Jim soupira, plia le sac qu'il tenait et le posa devant lui. Il se dirigea vers le canapé, s'assit, et resta silencieux pendant une minute, réfléchissant. Spock ne le pressait pas, se contentant de rester assis en silence, attendant que le capitaine parle. C'était étrange combien la maison était silencieuse, aucune horloge, aucun bruit provenant de l'extérieur.
« Bones t'as probablement dit, si tu ne l'as pas lu dans mes archives » commença Jim, jouant avec un fil lâche sur sa robe. L'idée qu'il était enveloppé dans un tissu qui d'habitude enveloppait le corps de Spock le faisait frissonner. Il repoussa cette idée, gardant la tête baissée contre sa poitrine. « Lorsque j'avais treize ans, je vivais sur une autre planète. J'avais supplié d'y aller à vrai dire. J'étais prêt à tout pour m'éloigner de mon beau-père ».

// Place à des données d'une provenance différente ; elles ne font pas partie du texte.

PR #282, opened 2017-12-15
Bug: fix loading local spark config

### LINKED ISSUE #281: load_spark_config fails to find non-global configuration files
This causes an issue with history server that crashes the container.

jafreck:
Fix #281


jiata:
@jafreck is this change reflected in stable branch too?

jafreck:
yes, it is now. I updated stable and the v0.5.0 tag to have this change.

PR #291, opened 2017-12-19
jupyter azfiles bug + gpu sample

jiata:
- move mount point for jupyter custom script to /mnt (instead of /jupyter)
- move samples to /mnt
- created a GPU sample with numba in jupyter


jafreck:
It feels a little weird to have the samples in `/mnt`. Can we keep the samples in `/jupyter`?

jiata:
the reason to put it in /mnt is because this is where people will mount their file-share. the recommendation for using azure files is to persist their notebooks. 

Without jupyter running from /mnt, users will not be able to access their mnt point, and will have to use the command line to move files to and from their share.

« Il était violent ? » demanda Spock, se tournant de façon à faire face à Jim.
« Nan » répondit Jim en hochant la tête de manière négative. « Ce n'était pas un mauvais gars. C'est juste qu'on ne s'entendait pas. Pendant de longues années il n'y avait eu que moi, maman et Sam, et ensuite Franck s'est rajouté au tableau. Je n'aimais pas le changement. En plus j'étais une saleté à cet âge. Alors, quand j'ai entendu parler de la colonie, je les ai suppliés d'y aller. Nous avions de la famille là-bas ».
« J'avais lu que tu étais sur Tarsus IV ».
« Ouais » Les doigts de Jim s'immobilisèrent. « J'essayais de trouver de la nourriture pour les autres enfants. C'était… c'est la seule bonne chose que je n'ai jamais faite, jusqu'à rejoindre Starfleet ».
« Tu n'étais qu'un enfant » dit doucement Spock.
« Pas après ça* ».
Spock ne répondit rien en retour, mais Jim le sentit se rapprocher.
« Peux-tu me montrer ? » demanda-t-il d'une voix faible, comme s'il était hésitant. Il lui fallut un moment avant de rencontrer le regard de Jim. Le blond ne demanda pas de clarification. Il hocha doucement de la tête, et sentit les doigts de Spock effleurer son visage. Spock avala sa salive de manière audible Jim l'entendit inhaler par la bouche en tremblant. Mais son toucher était léger, apaisant, et Jim se pencha vers lui.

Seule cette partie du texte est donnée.